In this embodiment, the processing module 30 may be implemented by an electronic control board.

Fig. 4 is a block diagram illustrating the connection of the electronic control board with the ice-full detection module, the stirring control module, and the ice door control module, and as shown in fig. 4, the ice-full detection module, the stirring control module, and the ice door control module are respectively connected with the electronic control board.

The full ice processing device of the embodiment stirs ice cubes once at intervals when full ice is detected so as to prevent the ice cubes from solidifying; therefore, the scheme for preventing the ice blocks from being solidified after the ice is full is provided, and the problem of the ice blocks being solidified after the ice is full is solved.

Accordingly, embodiments of the present invention provide a computer storage medium having stored thereon computer instructions that, when executed by a processor, implement: when full ice is detected, acquiring time configuration information; based on the time profile, stirring of the ice cubes is performed at intervals to prevent the ice cubes from freezing.

Those skilled in the art should understand that the functions of the programs in the computer storage medium of the present embodiment can be understood by referring to the related descriptions of the ice-full processing method described in the foregoing embodiments, and are not described herein again.

Accordingly, the embodiment of the invention also provides an ice maker, which is provided with the ice-full processing device to prevent ice cubes from freezing in the ice-full state.

The technical scheme of the invention can be used for ice machines with ice making, refrigerators and other electrical appliances.

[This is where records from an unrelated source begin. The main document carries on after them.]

PR #2034, opened 2025-01-24
CI: Replace ubuntu 23.04 with 24.04

Vogtinator:
23.04 went EOL in 2024-01. Switch to 24.04 which is LTS.

PR #2051, opened 2025-03-02
Add loginFailedDelayStarted event

akasure:
- Prevent duplicate loginFailed event
- On authentication failure, inform the greeter about the start of the PAM delay by triggering the loginFailedDelayStarted event.
- Required for https://bugs.kde.org/show_bug.cgi?id=407473

### DIFF
--- a/src/auth/Auth.cpp
+++ b/src/auth/Auth.cpp
@@ -210,6 +210,13 @@ namespace SDDM {
                     str.send();
                     break;
                 }
+                case LOGIN_FAILED_DELAY_STARTED: {
+                    uint uSecDelay {0};
+                    str >> uSecDelay;
+                    qDebug() << "Auth: Login failed delay started notification received; delay duration:" << uSecDelay;
+                    Q_EMIT auth->loginFailedDelayStarted(uSecDelay);
+                    break;
+                }
                 default: {
                     Q_EMIT auth->error(QStringLiteral("Auth: Unexpected value received: %1").arg(m), ERROR_INTERNAL);
                 }
--- a/src/auth/Auth.h
+++ b/src/auth/Auth.h
@@ -230,6 +230,13 @@ namespace SDDM {
         */
         void info(QString message, Auth::Info type);
 
+        /**
+        * Event to indicate that a wrong password lockout has been started, with a certain duration.
+        *
+        * @param uSecDelay: The duration of the lockout delay (in MicroSeconds)
+        */
+        void loginFailedDelayStarted(const uint uSecDelay);
+
     private:
         class Private;
         class SocketServer;
--- a/src/auth/AuthMessages.h
+++ b/src/auth/AuthMessages.h
@@ -98,6 +98,7 @@ namespace SDDM {
         AUTHENTICATED,
         SESSION_STATUS,
         DISPLAY_SERVER_STARTED,
+        LOGIN_FAILED_DELAY_STARTED,
         MSG_LAST,
     };
 
--- a/src/common/Messages.h
+++ b/src/common/Messages.h
@@ -39,6 +39,7 @@ namespace SDDM {
         LoginSucceeded,
         LoginFailed,
         InformationMessage,
+        LoginFailedDelayStarted // Emitted after we know that the login attempt has failed, but PAM still hasn't returned control. This is the start of the failure delay.
     };
 
     enum Capability {
--- a/src/daemon/SocketServer.cpp
+++ b/src/daemon/SocketServer.cpp
@@ -200,6 +200,11 @@ namespace SDDM {
         SocketWriter(socket) << quint32(DaemonMessages::LoginSucceeded);
     }
 
+    void SocketServer::loginFailedDelayStarted(QLocalSocket *socket, const uint uSecDelay)
+    {
+        SocketWriter(socket) << static_cast< quint32 >(DaemonMessages::LoginFailedDelayStarted) << uSecDelay;
+    }
+
     void SocketServer::informationMessage(QLocalSocket *socket, const QString &message) {
         SocketWriter(socket) << quint32(DaemonMessages::InformationMessage) << message;
     }
--- a/src/helper/HelperApp.cpp
+++ b/src/helper/HelperApp.cpp
@@ -152,8 +152,6 @@ namespace SDDM {
 
         Q_ASSERT(getuid() == 0);
         if (!m_backend->authenticate()) {
-            authenticated(QString());
-
             // write failed login to btmp
             const QProcessEnvironment env = m_session->processEnvironment();
             const QString displayId = env.value(QStringLiteral("DISPLAY"));
@@ -207,6 +205,14 @@ namespace SDDM {
     void HelperApp::error(const QString& message, Auth::Error type) {
         SafeDataStream str(m_socket);
         str << Msg::ERROR << message << type;
+        str.send();
+        m_socket->waitForBytesWritten();
+    }
+
+    void HelperApp::loginFailedDelayStarted(const uint uSecDelay)
+    {
+        SafeDataStream str(m_socket);
+        str << Msg::LOGIN_FAILED_DELAY_STARTED << uSecDelay;
         str.send();
         m_socket->waitForBytesWritten();
     }
--- a/src/helper/backend/PamHandle.cpp
+++ b/src/helper/backend/PamHandle.cpp
@@ -21,8 +21,25 @@
 #include "PamBackend.h"
 
 #include <QtCore/QDebug>
+#include <QThread>
 
 namespace SDDM {
+    static void fail_delay(int retval, uint usec_delay, void* appdata_ptr) {
+        auto* backend = reinterpret_cast< PamBackend* >(appdata_ptr); // Refer the pam_conv (@sa m_conv) structure for info on appdata_ptr
+        if (!backend) {
+            qFatal() << "[PAM] appdata_ptr not convertible to a valid PamBackend! Cannot apply fail delay";
+            return;
+        }
+        if (retval == PAM_SUCCESS) {
+            qDebug() << "[PAM] Fail delay function was called, but authentication result was a success!";
+            return;
+        }
+        Q_EMIT backend->loginFailedDelayStarted(usec_delay);
+        if (usec_delay > 0u) {
+            QThread::usleep(usec_delay); // This calls nanosleep as of Qt 6.8. It also handles EINTR (restarts the sleep with the remainder duration when interrupted), but not EFAULT or EINVAL.
+        }
+    }
+
     bool PamHandle::putEnv(const QProcessEnvironment& env) {
         const auto envs = env.toStringList();
         for (const QString& s : envs) {
@@ -149,6 +166,13 @@ namespace SDDM {
             m_result = pam_start(qPrintable(service), NULL, &m_conv, &m_handle);
         else
             m_result = pam_start(qPrintable(service), qPrintable(user), &m_conv, &m_handle);
+
+#if defined(HAVE_PAM_FAIL_DELAY)
+        setItem(PAM_FAIL_DELAY, reinterpret_cast< void* >(fail_delay));
+#else
+        Q_UNUSED(fail_delay);
+#endif
+
         if (m_result != PAM_SUCCESS) {
             qWarning() << "[PAM] start" << pam_strerror(m_handle, m_result);
             return false;
--- a/src/daemon/Display.cpp
+++ b/src/daemon/Display.cpp
@@ -147,6 +147,7 @@ namespace SDDM {
         connect(m_auth, &Auth::finished, this, &Display::slotHelperFinished);
         connect(m_auth, &Auth::info, this, &Display::slotAuthInfo);
         connect(m_auth, &Auth::error, this, &Display::slotAuthError);
+        connect(m_auth, &Auth::loginFailedDelayStarted, this, &Display::slotAuthLoginFailedDelayStarted);
 
         // restart display after display server ended
         connect(m_displayServer, &DisplayServer::started, this, &Display::displayServerStarted);
@@ -534,6 +535,14 @@ namespace SDDM {
         m_socketServer->informationMessage(m_socket, message);
         if (error == Auth::ERROR_AUTHENTICATION)
             emit loginFailed(m_socket);
+    }
+
+    void Display::slotAuthLoginFailedDelayStarted(const uint uSecDuration)
+    {
+        if (!m_socket)
+            return;
+
+        m_socketServer->loginFailedDelayStarted(m_socket, uSecDuration);
     }
 
     void Display::slotHelperFinished(Auth::HelperExitStatus status) {
--- a/src/daemon/Display.h
+++ b/src/daemon/Display.h
@@ -118,6 +118,7 @@ namespace SDDM {
         void slotHelperFinished(Auth::HelperExitStatus status);
         void slotAuthInfo(const QString &message, Auth::Info info);
         void slotAuthError(const QString &message, Auth::Error error);
+        void slotAuthLoginFailedDelayStarted(const uint uSecDuration);
     };
 }
 
--- a/src/daemon/SocketServer.h
+++ b/src/daemon/SocketServer.h
@@ -49,6 +49,7 @@ namespace SDDM {
         void informationMessage(QLocalSocket *socket, const QString &message);
         void loginFailed(QLocalSocket *socket);
         void loginSucceeded(QLocalSocket *socket);
+        void loginFailedDelayStarted(QLocalSocket *socket, const uint uSecDelay);
 
     signals:
         void login(QLocalSocket *socket,
--- a/src/greeter/GreeterProxy.cpp
+++ b/src/greeter/GreeterProxy.cpp
@@ -214,6 +214,13 @@ namespace SDDM {
                     emit informationMessage(message);
                 }
                 break;
+                case DaemonMessages::LoginFailedDelayStarted: {
+                    uint delay {0};
+                    input >> delay;
+                    qDebug() << "Login failed delay started notification received from daemon; delay duration:" << delay;
+                    Q_EMIT loginFailedDelayStarted(delay);
+                    break;
+                }
                 default: {
                     // log message
                     qWarning() << "Unknown message received from daemon.";
--- a/src/greeter/GreeterProxy.h
+++ b/src/greeter/GreeterProxy.h
@@ -81,6 +81,7 @@ namespace SDDM {
 
         void socketDisconnected();
         void loginFailed();
+        void loginFailedDelayStarted(const uint uSecDelay);
         void loginSucceeded();
 
     private:
--- a/src/helper/Backend.cpp
+++ b/src/helper/Backend.cpp
@@ -38,6 +38,15 @@ namespace SDDM {
     Backend::Backend(HelperApp* parent)
             : QObject(parent)
             , m_app(parent) {
+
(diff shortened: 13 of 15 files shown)


src/auth/AuthMessages.h
```diff
@@ -94,6 +94,7 @@ namespace SDDM {
         HELLO = 1,
         ERROR,
         INFO,
+        NOTIFICATION, // Notify listeners of an event.
```
Vogtinator: To not break running sddm daemons, only append at the end

src/common/Messages.h
```diff
@@ -38,6 +38,7 @@ namespace SDDM {
         Capabilities,
         LoginSucceeded,
         LoginFailed,
+        LoginFailedDelayStarted, // Emitted after we know that the login attempt has failed, but PAM still hasn't returned control. This is the start of the failure delay.
```
Vogtinator: Only append at the end

src/auth/AuthMessages.h
akasure: Done. Noted for future MRs

src/common/Messages.h
akasure: Done

src/helper/backend/PamHandle.cpp
```diff
@@ -17,12 +17,36 @@
...
+        }
+        if (PAM_SUCCESS == retval) {
+            qDebug() << "[PAM] Fail delay function was called, but authentication result was a success!";
+            return;
+        }
+        Q_EMIT backend->loginFailedDelayStarted(usec_delay);
+        if (0 < usec_delay) {
+            // Refer pam_delay.c (linux-pam) for the default implementation of this delay
+            timeval delay {.tv_sec = usec_delay / uSecMultiplier, .tv_usec = usec_delay % uSecMultiplier};
+            select(0, nullptr, nullptr, nullptr, &delay);
```
Vogtinator: I see that it's exactly the same way in pam_delay.c, but I wonder about early returns of select which might only wait for a fraction of the passed delay... I guess only signals would trigger this.

akasure: Thought about switching to pselect for this. It has a signal mask (https://linux.die.net/man/2/pselect). But I wasn't too sure if masking was a good idea.

akasure:
Hi @Vogtinator ,
I'm new to the SDDM pipelines, and I'm not sure if there's anything I can do to fix these failing checks. Can you please help out?
Example: https://github.com/sddm/sddm/actions/runs/13628744617/job/38094384765?pr=2051

Vogtinator:
#2034 should fix most of them, waiting for reviews for a while now without progress.

akasure:
Hi @davidedmundson,
Please take a look too

src/helper/backend/PamHandle.cpp
mkow: You can fix that without switching to `pselect()`, like that:
```C++
while (select(0, nullptr, nullptr, nullptr, &delay) == -1 && errno == EINTR) {
}
```

But... this works only on Linux, unfortunately. See "The timeout" section in https://man7.org/linux/man-pages/man2/select.2.html - POSIX doesn't require the `timeout` argument to be updated after an interrupted call, so it seems that outside of Linux you can't use `select()` nor `pselect()` to sleep reliably. And this could be important here, as this is intended to be a security measure.
So, I'd say you should use a looped `nanosleep()` here instead?

src/auth/AuthMessages.h
akasure: Adding NOTIFICATION after MSG_LAST does not work out, due to checks in SafeDataStream

src/helper/backend/PamHandle.cpp
akasure: I couldn't figure out if linux-pam was allowing signals to interrupt the sleep/delay intentionally or not. Trusted them to have had a reason. If we are enforcing this delay in SDDM/KScreenLocker regardless of signals, then I guess we have two POSIX spec options.
-> nanosleep
-> clock_nanosleep (https://man7.org/linux/man-pages/man2/clock_nanosleep.2.html)
Using clock_nanosleep would add a little more arithmetic, but would also increase accuracy. However I think the slight entropy on resuming sleeps with nanosleep might actually be beneficial. So I went with nanosleep for now.
@mkow can you please take a look again?

PS Would've been nice and clean if usleep (https://linux.die.net/man/3/usleep) wasn't deprecated, since it has the same scale as PAM delays.

src/helper/HelperApp.cpp
```diff
@@ -152,8 +152,6 @@ namespace SDDM {
 
         Q_ASSERT(getuid() == 0);
         if (!m_backend->authenticate()) {
-            authenticated(QString());
```
akasure, line 155: Removed this line, as it seemed to be triggering a duplicate loginFailed event. I couldn't find the utility behind this. Hope I didn't miss anything.

m_backend->authenticate() already notifies of failures.

src/helper/backend/PamHandle.cpp
```diff
@@ -17,12 +17,38 @@
...
+        if (PAM_SUCCESS == retval) {
+            qDebug() << "[PAM] Fail delay function was called, but authentication result was a success!";
+            return;
+        }
+        Q_EMIT backend->loginFailedDelayStarted(usec_delay);
+        if (0u < usec_delay) {
+            const uint delaySecs {usec_delay / uSecMultiplier};
+            const uint delayNSecs {(usec_delay - (delaySecs * uSecMultiplier)) * uSecToNanoSecMultiplier}; // Reuse delaySecs, instead of using "%".
+            timespec req {.tv_sec = delaySecs, .tv_nsec = delayNSecs}, rem {};
+            while (-1 == nanosleep(&req, &rem) && EINTR == errno) {
```
mkow: Why using Yoda Conditionals? It's quite unintuitive to read / not idiomatic, and nowadays it doesn't provide any advantages in terms of being error-prone, because compilers detect accidental `=` in IFs automatically.
Also, the code in this file doesn't seem to use this convention.

src/helper/backend/PamHandle.cpp
```diff
@@ -17,12 +17,38 @@
...
+#include <ctime>
+
 #include "PamHandle.h"
 #include "PamBackend.h"
 
 #include <QtCore/QDebug>
 
 namespace SDDM {
+    static void fail_delay(int retval, uint usec_delay, void* appdata_ptr) {
+        constexpr uint uSecMultiplier {1000000}, uSecToNanoSecMultiplier {1000};
```
mkow: Stylistic nitpick: (feel free to ignore)
I'd just remove these constants and use them directly in the computations, it's not too helpful. Or declare them right before the time computations, so the reader doesn't need to look up their definitions when reading the delay code.

src/helper/backend/PamHandle.cpp
mkow: Probably not important, but note that you're skipping error checks here. I'm not sure if it's worth handling though, the only other possible errors are `EFAULT` and `EINVAL` and both can't really happen with this invocation.
So, it's more like a note to the maintainers whether they want to be super safe here.

src/helper/backend/PamHandle.cpp
mkow: The current code looks correct, thanks for the change!

> I couldn't figure out if linux-pam was allowing signals to interrupt the sleep/delay intentionally or not.

To me that seems like a bad coding practice from their side, you shouldn't really assume that there are no signal handlers in your program. It may be true currently, but then someone makes a change at the other end of the codebase in a completely unrelated place, or a library you use adds a handler and suddenly you have a security issue in this code.

src/helper/backend/PamHandle.cpp
akasure: Aah. It's almost inveterate at this point. It's enforced in my workplace, and it comes to me without a second thought. But I agree that it's against the style of the codebase. Made the changes.
"When in SDDM, be like SDDM"

akasure: I also don't think these errors are possible given how the function is being invoked. Not sure how we would handle these errors (if ever) either. A retry probably doesn't make sense. Do we maybe add logs?

src/helper/backend/PamHandle.cpp
akasure: Would like to keep the constants personally. I feel it brings out the intention better. But I will move their init to right before their usage, so that it's easier to find.

src/helper/backend/PamHandle.cpp
mkow: No idea, panic the whole process maybe? This should rather have semantics of an assertion failure, because it _should_ be impossible to reach. Anyways, I guess up to the maintainers whether they are ok with the current code.

mkow: > It's enforced in my workplace

Sounds like a rule which was introduced 30 years ago and never thought about again :) Nowadays it's IMO strictly worse than writing it normally.

akasure: Maybe this is a fruit of habit, but I actually find yoda notations to be more readable for equality comparisons against constants (and enums). For other operators though, it definitely makes the code look more like a riddle.

akasure: @davidedmundson any opinions on how we should handle EFAULT and EINVAL?

mkow: Yeah, I guess it's just your habit, because of your company policies ;) I've never worked in a company enforcing this and it reads really strange and unnatural to me.
Fortunately nowadays almost no one writes code this way :)

akasure: @mkow switched to https://doc.qt.io/qt-6/qthread.html#usleep. It does exactly what the current impl was doing, but with a neat Qt wrapper. Handling EINVAL, and EFAULT is still not covered though.

It also takes micro seconds. So no more multipliers in our code

src/auth/Auth.cpp
```diff
@@ -210,6 +210,23 @@ namespace SDDM {
                     str.send();
                     break;
                 }
+                case NOTIFICATION: {
+                    uint uSecDuration {0};
+                    Notification type {NOTIFICATION_NONE};
+                    str >> uSecDuration >> type;
```
Vogtinator: This doesn't quite match. If `NOTIFICATION` is meant to be a generically used event, which is implied by the existence of the expandable `type`, then `uSecDuration` needs to be type specific

src/auth/Auth.h
```diff
@@ -80,6 +80,12 @@ namespace SDDM {
         };
         Q_ENUM(Error)
 
+        enum Notification {
+            NOTIFICATION_NONE = 0,
```
Vogtinator: What is `NONE` useful for?

src/daemon/SocketServer.cpp
```diff
@@ -200,6 +200,11 @@ namespace SDDM {
         SocketWriter(socket) << quint32(DaemonMessages::LoginSucceeded);
     }
 
+    void SocketServer::loginFailedDelayStarted(QLocalSocket *socket, const uint uSecDelay)
+    {
+        SocketWriter(socket) << static_cast< quint32 >(DaemonMessages::LoginFailedDelayStarted) << uSecDelay;
```
Vogtinator, line 205: For consistency:

```suggestion
        SocketWriter(socket) << quint32(DaemonMessages::LoginFailedDelayStarted) << uSecDelay;
```

src/helper/backend/PamHandle.cpp
```diff
@@ -17,12 +17,30 @@
...
 #include "PamBackend.h"
 
 #include <QtCore/QDebug>
+#include <QThread>
 
 namespace SDDM {
+    static void fail_delay(int retval, uint usec_delay, void* appdata_ptr) {
+        auto* backend = reinterpret_cast< PamBackend* >(appdata_ptr); // Refer the pam_conv (@sa m_conv) structure for info on appdata_ptr
+        if (!backend) {
+            qWarning() << "[PAM] appdata_ptr is invalid; Cannot apply delay";
```
Vogtinator: Why not?

IMO it needs to make sure that the delay is performed whenever possible

src/helper/backend/PamHandle.cpp
```diff
@@ -17,12 +17,30 @@
...
+            return;
+        }
+        if (retval == PAM_SUCCESS) {
```
Vogtinator, line 33: Can this actually happen?

Vogtinator (approved):
(Misclicked - meant to request changes)

Vogtinator (changes requested):
I like the design! Even though it's a bit annoying that the event has to be passed around that much...

Does it still work to log out and ideally also back in if SDDM is updated while a user is logged in?

src/helper/backend/PamHandle.cpp
mkow: Looks good!

src/helper/backend/PamHandle.cpp
davidedmundson: We're in sync :D

To save OP replying to the same thing twice.
 https://invent.kde.org/plasma/kscreenlocker/-/merge_requests/272#note_1159510

src/helper/backend/PamHandle.cpp
davidedmundson: >IMO it needs to make sure that the delay is performed whenever possible

If we're ever in this state, things have gone seriously seriously wrong. I don't think we need to be delaying. 

We could bump it to qFatal so we don't have to worry about handling it.

src/helper/backend/PamHandle.cpp
Vogtinator: Ok, hm.

gdb/ltrace would be useful IMO or maybe just ignore this altogether given that delay == 0 anyway?

src/auth/Auth.cpp
akasure: I'd initially kept uSecDuration specific to NOTIFICATION_LOGIN_FAILED_DELAY_STARTED, but then for the sake of simplicity/utility, I added this uSecDuration to the notification trigger (`void notification(const uint uSecDuration, Auth::Notification type`)
`@param uSecDuration: Duration for which the notification can be treated as valid (in MicroSeconds)`.
Since most notifications do have a validUntil field, I though we could reuse the same for all notification types. Maybe we could also pass in 0 if we don't want this behavior for a certain notification type?

src/auth/Auth.h
akasure: I guess it's similar to INFO_NONE and ERROR_NONE. For the scope of this diff, I'm using it to initialize the notification type in the notification clients. Ofcourse I could `static_cast< Notification >(-1)` to signify a no-op, but that looks messier to me. (also undefined behavior if not careful)

src/daemon/SocketServer.cpp
akasure: I'll add in the changes if you really think it's necessary, but I feel we're better off with a static_cast than a C style cast. It brings out the intention better according to me. I know it isn't fully consistent with the above lines, but I don't think it comes at a cost to readability either, which is usually the argument for these changes.
@Vogtinator please let me know if we can keep the static_cast

src/helper/backend/PamHandle.cpp
akasure: > If we're ever in this state, things have gone seriously seriously wrong. I don't think we need to be delaying.

Yep. I think if we ever got here, then a lot would've failed before, and we'd definitely not proceed with authentication attempts.

> We could bump it to qFatal so we don't have to worry about handling it.

Will do. I'll also make the log a little more explicit

src/helper/backend/PamHandle.cpp
akasure: Hi @Vogtinator @davidedmundson ,
I went through the logs again and I was wrong. The function is being called with PAM_SUCCESS, but not with a zero delay.
image
Didn't get a chance to take a look at kwallet-pam yet, but do you know if it triggers this call?
If it's not expected, I can also annotate the branch as "unlikely"

akasure: > maybe just ignore this altogether given that delay == 0 anyway?

It would be better to treat them separately even if the delay was 0 imo. That way we can differentiate between a success, and a failure with PAM configured to "no delay"

akasure:
> Does it still work to log out and ideally also back in if SDDM is updated while a user is logged in?

I don't think it would, especially since there are daemon changes. I usually just restart sddm

src/helper/backend/PamHandle.cpp
akasure: > We could bump it to qFatal so we don't have to worry about handling it.

Done

src/helper/backend/PamHandle.cpp
akasure: `2025-03-12T19:14:03.594629+05:30 akasure-alienwarex15r2 (systemd): pam_unix(systemd-user:session): session opened for user sddm(uid=115) by sddm(uid=0)
2025-03-12T19:14:06.737124+05:30 akasure-alienwarex15r2 sddm-helper: pam_kwallet5(sddm:auth): pam_kwallet5: pam_sm_authenticate
2025-03-12T19:14:06.766876+05:30 akasure-alienwarex15r2 kscreenlocker_greet: pam_unix(kde:auth): authentication failure; logname=akasure uid=1000 euid=1000 tty= ruser= rhost=  user=akasure
2025-03-12T19:14:06.996392+05:30 akasure-alienwarex15r2 sddm-helper: pam_unix(sddm-greeter:session): session closed for user sddm
2025-03-12T19:14:06.999003+05:30 akasure-alienwarex15r2 systemd-logind[1043]: Removed session 5.
2025-03-12T19:14:17.257908+05:30 akasure-alienwarex15r2 (sd-pam): pam_unix(systemd-user:session): session closed for user sddm`

From the above PAM logs, the fail_delay might be getting called by kscreenlocker_greet: pam_unix(kde:auth).
@davidedmundson @Vogtinator would it be possible to check if this is happening for you all too? It could be only my machine too, since I have messed with it in the past (And lost track).

Can we proceed with this branch in the code (maybe with Q_UNLIKELY), or would you prefer to debug this PAM_SUCCESS fail_delay call first? I can take a look at this bit only over the weekend unfortunately.

src/auth/Auth.cpp
arrowd: To me this addition feels too general. I'd rather have a specific `Msg::LOGIN_FAILED_DELAY` and only generalize it to `NOTIFICATION` if we eventually get too many message types with common properties.

akasure: Done. I think this also addresses concerns from @Vogtinator that the duration should be notification type specific. Maybe it makes more sense to keep this notification impl for later. Moving `Msg::AUTHENTICATED`, `Msg::SESSION_STATUS`, and `Msg::DISPLAY_SERVER_STARTED` to this notification type might make sense in a separate PR.

src/auth/Auth.cpp
```diff
@@ -210,6 +210,13 @@ namespace SDDM {
                     str.send();
                     break;
                 }
+                case LOGIN_FAILED_DELAY_STARTED: {
+                    uint uSecDelay {0};
+                    str >> uSecDelay;
+                    qDebug() << "Auth: Login failed delay started notification received; delay duration:" << uSecDelay;
+                    Q_EMIT auth->loginFailedDelayStarted(uSecDelay);
```
arrowd, line 217: I see that other cases of this switch not only emit an event, but also send some data back. Shouldn't we do that there too?

src/helper/HelperApp.cpp
arrowd: Looks like it, nice catch.

src/auth/Auth.cpp
akasure: I'm not sure if there is any information worth passing back here. Looks like Info and Error don't relay any data back either.

PR #2063, opened 2025-03-26
Fix index check for UserModel

wineee:
when 'index.row() == d->users.count()', it's an out-of-bounds access to an array


davidedmundson (approved):

davidedmundson:
there's also a handy checkIndex() function in newer Qt

PR #2080, opened 2025-04-23
Use QProcessEnvironment::systemEnvironment() to set initial process env

### LINKED ISSUE #2079: XorgDisplayServer::setupDisplay() ignores system environment variables
sddm manually configures the process environment variables in XorgDisplayServer::setupDisplay() which can cause mesa shader caches to be created in the root of the filesystem /.cache. 

This occurs because mesa added $HOME as one of the environment variables to search when looking for the cache location. 
[https://gitlab.freedesktop.org/mesa/mesa/-/merge_requests/13614/diffs?commit_id=04f232ed99bb68ef7c5169173253d4cdfa840bce](https://gitlab.freedesktop.org/mesa/mesa/-/merge_requests/13614/diffs?commit_id=04f232ed99bb68ef7c5169173253d4cdfa840bce)

Since HOME is set to "/" in setupDisplay() manually the host OS cannot set the environment when launching sddm, resulting in the errant .cache folder. The following patch makes sure sddm obeys any relevant vars set by the host and allows OS maintainers to prevent cache folders from being created in /. It also removes setting of SHELL and PATH since these are already configured by the system.
```
diff --git a/src/daemon/XorgDisplayServer.cpp b/src/daemon/XorgDisplayServer.cpp
index 5101cfb..3987cfe 100644
--- a/src/daemon/XorgDisplayServer.cpp
+++ b/src/daemon/XorgDisplayServer.cpp
@@ -262,12 +262,9 @@ namespace SDDM {
         QProcess *displayScript = new QProcess();
 
         // set process environment
-        QProcessEnvironment env;
+        QProcessEnvironment env = QProcessEnvironment::systemEnvironment();
         env.insert(QStringLiteral("DISPLAY"), m_display);
-        env.insert(QStringLiteral("HOME"), QStringLiteral("/"));
-        env.insert(QStringLiteral("PATH"), mainConfig.Users.DefaultPath.get());
         env.insert(QStringLiteral("XAUTHORITY"), m_xauth.authPath());
-        env.insert(QStringLiteral("SHELL"), QStringLiteral("/bin/sh"));
         env.insert(QStringLiteral("XCURSOR_THEME"), mainConfig.Theme.CursorTheme.get());
         QString xcursorSize = mainConfig.Theme.CursorSize.get();
         if (!xcursorSize.isEmpty())
```

This also matches how the environment is set in XorgDisplayServer::start(). Tested on Slackware-current. With this patch we are able to define HOME=/root and make sure the .cache folder is created in an appropriate location. 

Is it possible to get this patch included in the next release of sddm? I'm not sure what your dev pipeline is so let me know if there is anything else I can do to get this included. Thanks! :)

pithium:
This fixes #2079 

XorgDisplayServer::setupDisplay()  is ignoring environment variables set by the host system. This results in sddm creating a /.cache folder on systems with versions of mesa that look for HOME. 

This changes sddm to respect the HOME, PATH, and SHELL variables set by the platform.

### DIFF
--- a/src/daemon/XorgDisplayServer.cpp
+++ b/src/daemon/XorgDisplayServer.cpp
@@ -265,12 +265,9 @@ namespace SDDM {
                       xcursorSize = mainConfig.Theme.CursorSize.get();
 
         // set process environment
-        QProcessEnvironment env;
+        QProcessEnvironment env = QProcessEnvironment::systemEnvironment();
         env.insert(QStringLiteral("DISPLAY"), m_display);
-        env.insert(QStringLiteral("HOME"), QStringLiteral("/"));
-        env.insert(QStringLiteral("PATH"), mainConfig.Users.DefaultPath.get());
         env.insert(QStringLiteral("XAUTHORITY"), m_xauth.authPath());
-        env.insert(QStringLiteral("SHELL"), QStringLiteral("/bin/sh"));
         if (!xcursorTheme.isEmpty())
             env.insert(QStringLiteral("XCURSOR_THEME"), xcursorTheme);
         if (!xcursorSize.isEmpty())


src/daemon/XorgDisplayServer.cpp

The technical solutions described in the embodiments of the present invention can be arbitrarily combined without conflict.

In the embodiments provided in the present invention, it should be understood that the disclosed method and intelligent device may be implemented in other ways. The above-described device embodiments are merely illustrative, for example, the division of the unit is only a logical functional division, and there may be other division ways in actual implementation, such as: multiple units or components may be combined, or may be integrated into another system, or some features may be omitted, or not implemented. In addition, the coupling, direct coupling or communication connection between the components shown or discussed may be through some interfaces, and the indirect coupling or communication connection between the devices or units may be electrical, mechanical or other forms.

The units described as separate parts may or may not be physically separate, and parts displayed as units may or may not be physical units, that is, may be located in one place, or may be distributed on a plurality of network units; some or all of the units can be selected according to actual needs to achieve the purpose of the solution of the embodiment.

In addition, all the functional units in the embodiments of the present invention may be integrated into one second processing unit, or each unit may be separately regarded as one unit, or two or more units may be integrated into one unit; the integrated unit can be realized in a form of hardware, or in a form of hardware plus a software functional unit.

The above description is only for the specific embodiments of the present invention, but the scope of the present invention is not limited thereto, and any person skilled in the art can easily conceive of the changes or substitutions within the technical scope of the present invention, and all the changes or substitutions should be covered within the scope of the present invention.